What the exercise asks ▸
Your task is to copy each line of the material below that includes "apply".
════════
PR #345, opened 2024-01-18
Prevent using /play to see invalid levels on wrong games.

Beyley:


Arcadius2006:
imo, this should only apply to regular users

admins having the ability to do that actually seems kind of fitting, if not downright useful

Beyley:
> imo, this should only apply to regular users
> 
> admins having the ability to do that actually seems kind of fitting, if not downright useful

This usecase is already covered by the force token game command.

Arcadius2006:
oh okay

Refresh.GameServer/Services/LevelListOverrideService.cs
```diff
@@ -37,14 +38,61 @@ public void AddOverridesForUser(GameUser user, IEnumerable<GameLevel> levels)
...
+                    break;
+                //Allow all for website
+                case TokenGame.Website:
+                    break;
+                default:
+                    throw new ArgumentOutOfRangeException();
+            }
+            
+            levels.Add(level);
+        }
```
jvyden, line 94: This definitely shouldn't belong here. Pretty sure we have this logic duplicated multiple times across the codebase - maybe we can move it somewhere static? Something like `bool IsVersionCompatible(GameVersion currentGame, GameVersion levelGame)`

jvyden (changes requested):

Refresh.GameServer/Services/LevelListOverrideService.cs
Beyley: I swore this was the case aswell, but [this](https://github.com/LittleBigRefresh/Refresh/blob/e52849d7841c23ee60a8eab8b07feccd48e73962/Refresh.GameServer/Extensions/LevelEnumerableExtensions.cs#L11) is the closest duplicate code i can find (but even then a static function wouldnt help for LevelEnumerableExtensions, since IQueryable shenanigans)

But extracting this code into a static function i will do anyway for the future incase we need this logic again (quite likely)

jvyden (approved):

PR #1138, opened 2014-09-29
Extend Quota for registered users

kuletxcore:


bsimpson63:
I'm not sure this is something we want to do, and it's been inactive for quite a while so I'm going to close. Leave a comment if you'd like us to revisit this idea.

PR #1192, opened 2014-12-07
Add votable to link api response

kennydude:
Useful for apps to determine if item can be commented/voted on

Only thing I'm not too sure on is the name, as something like `archived` might be better


kemitche:
`archived` was added separately.

PR #1199, opened 2014-12-11
Added word-wrap property

zedadex:
This property is a useful one for positioning. I find myself needing it in cases where text-wrap does not do what I need, and would appreciate it being added to the whitelist. Thanks for your consideration.


bsimpson63:
Sorry, but I'm going to close this for inactivity. If you'd like us to consider it just leave a comment.

PR #1202, opened 2014-12-13
Feature/markdown preview

kochis:
fixes #133
closed #1195 in favor of a back-end approach.

More detailed description and screenshots here: http://www.reddit.com/r/ideasfortheadmins/comments/2oaw31/markdown_preview_for_comments_and_self_posts/

Using a tab-base UI approach similar to the github preview would probably be preferable. 

(this PR is a re-issue of #1201

### DIFF
--- a/r2/r2/controllers/api.py
+++ b/r2/r2/controllers/api.py
@@ -1675,15 +1675,8 @@ class ApiController(RedditController):
         text=VMarkdown('text'),
     )
     @api_doc(api_section.links_and_comments)
-    def POST_preview_comment(self, commentform, jquery, text):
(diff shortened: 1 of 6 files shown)


JordanMilne:
Just had a look at this, if you want to reopen #1195 and have it use https://www.npmjs.com/package/reddit-text-js, that'd be preferable to a back-end approach. We shied away from using SnuOwnd before because some XSS issues were still unfixed upstream, but we've been using a fork of it on m.reddit.com with a sanitizer in front for a while now. 

From my testing it now behaves nearly identically to the backend version, so hitting the backend is unnecessary.

PR #1203, opened 2014-12-15
Change SubredditSelector to use better wording

allthefoxes:
Currently, the subreddit selector when submitting a new link "/r/subreddit/submit" says "Popular Choices" and then lists the subreddits you are subscribed to.

I find this to be a big misnomer, as they are not popular choices at all, they are just a list of your subscribed subreddits. "Popular choices" implies that these are things other people have selected as well.

I know, it's super nitpicky, but I thought it might make more sense this way.


bsimpson63:
Merged as 8fdc79956401157953a7dbe010cd999d7ca90c44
════════
Expected output ▸
imo, this should only apply to regular users
> imo, this should only apply to regular users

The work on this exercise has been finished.